Even under these challenging operating conditions, the proposed ADFOGI control algorithm correctly generates the reference currents and enables the DSTATCOM to produce the currents required for the system (
Figure 18b). Thus, the currents drawn from the SEIG remain balanced and maintain their sinusoidal structure (
Figure 18c). Since the SEIG currents remain balanced as a result of DSTATCOM compensation, the SEIG phase voltages also continue symmetrically and stably (
Figure 18d).
As shown in
Figure 19a, when one phase is opened, the peak value of the SEIG terminal voltage remains close to the reference value of 326.5 V. The maximum transient deviation is limited to approximately ±3 V, and no steady-state oscillation is observed after the disturbance.
Figure 19b presents the frequency response. When the single phase is disconnected, the frequency exhibits a transient deviation of approximately 3.4 Hz relative to the 50 Hz reference. The frequency settles back to 50 Hz within nearly three periods. The results obtained indicate that the proposed ADFOGI-based control method maintains stable voltage amplitude and frequency regulation even under one-phase open-circuit conditions.
4.4. Comparison of Proposed Method and Key Findings
To demonstrate the performance of the proposed method, a comparison is presented with existing synchronization techniques found in the literature.
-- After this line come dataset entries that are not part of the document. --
PR #5804, opened 2023-09-05
Initial commit of nimbus-experimenter megazord build [ci full]

jhugman:
Fixes [EXP-3790](https://mozilla-hub.atlassian.net/browse/EXP-3790).

This PR adds a new megazord type: the server side megazord. Primarily, this is to get FML in experimenter, and cirrus (nimbus SDK + nimbus FML).

It is heavily based on the nimbus-build tasks, but builds cdylibs with python bindings.

  - Note:


jeddai (commented):
This looks good to me but I'm going to defer approval to someone more familiar with the build system

jhugman:
Each of @bdk, @ahal , @tarikeshaq and @jeddai has said "they shouldn't be the one to review this, try one of the others".

In which case, I'm going to suggest landing this only after getting two or three white ticks.

bendk:
> Each of @bdk, @ahal , @tarikeshaq and @jeddai has said "they shouldn't be the one to review this, try one of the others".
> 
> In which case, I'm going to suggest landing this only after getting two or three white ticks.

:rofl: 

The build changes look okay to me, but I think the best method is to just check the CI results.  Sammy is getting back from PTO tomorrow, how about waiting until then, with the hope of fixing NSS and getting `full ci` to pass?

jeddai (approved):
Went through the builds/artifacts and they look good to me! Of course we'll need to actually fully test its integration but afaik that kinda has to come after this.

taskcluster/ci/server-megazord-assemble/kind.yml
```diff
@@ -0,0 +1,47 @@
...
+# file, You can obtain one at http://mozilla.org/MPL/2.0/.
+---
+# release-publish: publish artifacts for successful nightly/release builds
+#
+# This task publishes a JSON file for the nightly/release builds. The JSON file is used by consumer
+# apps for app-services version bumps.
+#
+# This task only runs if build-summary succeeds, which implies that all other
+# tasks suceeded.  This task should not fail, since that could leave the
+# build artifacts in an inconsistent state.
```
tarikeshaq, line 12: Just confirming that this comment is accurate? I don't see `build-summary` in `kind-dependencies` and from the changes to `build-summary/kind.yaml` it seems like it's the opposite, this job is a dependency of the build summary task

tarikeshaq (commented):
For the NSS artifact, you could try the documentation on https://mozilla.github.io/application-services/book/howtos/upgrading-nss-guide.html?highlight=NSS#updating-the-cross-compiled-nss-artifacts that might get you there

otherwise, I had a tiny comment and this looks good to me if folks more familiar with taskcluster think it's good!

taskcluster/scripts/setup-mac-worker.sh
```diff
@@ -7,6 +7,8 @@
 mkdir -p "$HOME/bin"
 export PATH="$HOME/bin:$HOME/Library/Python/3.7/bin:$PATH"
 
+pip3 install pytest
```
ahal, line 10: It's probably worth pinning this, otherwise pytest is going to make some backwards incompatible change at some point that breaks CI outside of a commit.

It might also be worth using a `requirements.txt` generated via `pip-compile` that includes hashes, but it's just for testing so up to you.

taskcluster/docker/linux/Dockerfile
```diff
@@ -103,9 +103,12 @@ RUN apt-get update -qq \
 
 RUN pip3 install --upgrade pip
 RUN pip3 install \
+    pytest \
     pyyaml \
     toml \
     taskcluster \
+    # For formatting uniffi generated python code
+    yapf \
```
ahal, line 111: Does this get used anywhere? Fwiw, we tend to use `black` for most Python projects at Mozilla.

taskcluster/ci/server-megazord-assemble/kind.yml
ahal: Good catch, yes this patch sets up `build-summary` to depend on this task, not the other way around. I'm not sure whether the comment or the implementation is incorrect, but one of them should be fixed :)

taskcluster/app_services_taskgraph/transforms/server_megazord.py
```diff
@@ -0,0 +1,139 @@
...
+        build_task_deps = [
+            MegazordBuildDep(label, build_task.attributes['target'])
+            for (label, build_task) in config.kind_dependencies_tasks.items()
+            if build_task.kind == "server-megazord-build" and build_task.attributes.get('megazord') == binary
+        ]
+
+        task['dependencies'] = {
+            dep.label: dep.label
+            for dep in build_task_deps
+        }
```
ahal, line 110: It would be possible to define these dependencies using Taskgraph's [from_deps](https://taskcluster-taskgraph.readthedocs.io/en/latest/reference/transforms/from_deps.html) transforms, but it's probably not worth changing at this point unless you were keen to keep the logic here to a minimum.

taskcluster/app_services_taskgraph/transforms/server_megazord.py
```diff
@@ -0,0 +1,139 @@
...
+        task['fetches'] = {
+            dep.label: [
+                {
+                    'artifact': f'{binary}-{dep.target}.zip',
+                    'dest': binary,
+                    'extract': True, # if binary == 'nimbus-fml' else False
```
ahal, line 116: nit: forget to remove this commented out code?

taskcluster/app_services_taskgraph/transforms/server_megazord.py
ahal: `from_deps` could also handle the fetches section below I think:
https://taskcluster-taskgraph.readthedocs.io/en/latest/reference/transforms/from_deps.html#adding-fetches

In fact this whole file could likely be defined entirely in the task yaml, but it's a matter of preference so not something that needs fixing.

ahal (changes requested):

taskcluster/scripts/setup-mac-worker.sh
jhugman: I'm not going to do this in this PR; we're using `pip install` and `gem`  in several places without hashes. This is a task on its own.

jhugman:
@ahal I've updated the PR with the suggested changes. I fixed up the nss artifact too, and now it clean builds. Would you mind another r?

taskcluster/docker/linux/Dockerfile
ahal: Thanks for the explanation! Let's just leave it as is then.

taskcluster/scripts/setup-mac-worker.sh
ahal: Sounds good, fwiw this can be as simple as changing this to `pip3 install pytest~=7.4`. But keeping scope down is reasonable.

ahal (approved):
Thanks, lgtm!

Table 4 presents a quantitative comparison between the proposed ADFOGI-PLL-based control method and existing approaches reported in [
10,
45], and [
46]. Under all three challenging operating conditions, the proposed method achieves lower SEIG current and SEIG voltage THD values compared to the Enhanced Phase-Locked Loop–Current Synchronous Detection (EPLL-CSD), SOGI-CSD, and SRF-PLL-based methods.
Under nonlinear load conditions with DC offset, the proposed method reduces SEIG current THD to 3.71%, while the compared methods produce values between 4.30% and 4.76%, corresponding to approximately 22% improvement over the SRF-PLL-based approach. Under unbalanced and nonlinear conditions, SEIG current THD decreases to 1.97%, providing nearly 57% improvement compared to conventional synchronization techniques. In addition, under one-phase open-circuit conditions, the improvement exceeds 59%. These consistent reductions in distortion levels confirm the improved harmonic suppression capability, robustness, and practical applicability of the proposed ADFOGI-based control method.
In all scenarios, SEIG current and SEIG voltage THD values remain at low levels, indicating effective harmonic suppression and stable synchronization performance. According to IEEE 519-2022, the recommended voltage THD limit at the point of common coupling (PCC) is 5%. In all test scenarios, the proposed method maintains the SEIG voltage THD below 2%, providing a clear safety margin relative to the standard threshold.
Moreover, the low SEIG current distortion levels after compensation confirm the effectiveness of the proposed synchronization and harmonic filtering mechanism, even under severe nonlinear load conditions.
From an application perspective, the results indicate that the proposed control method is suitable for isolated wind energy systems exposed to harmonic distortion, load imbalance, and measurement-induced DC offset.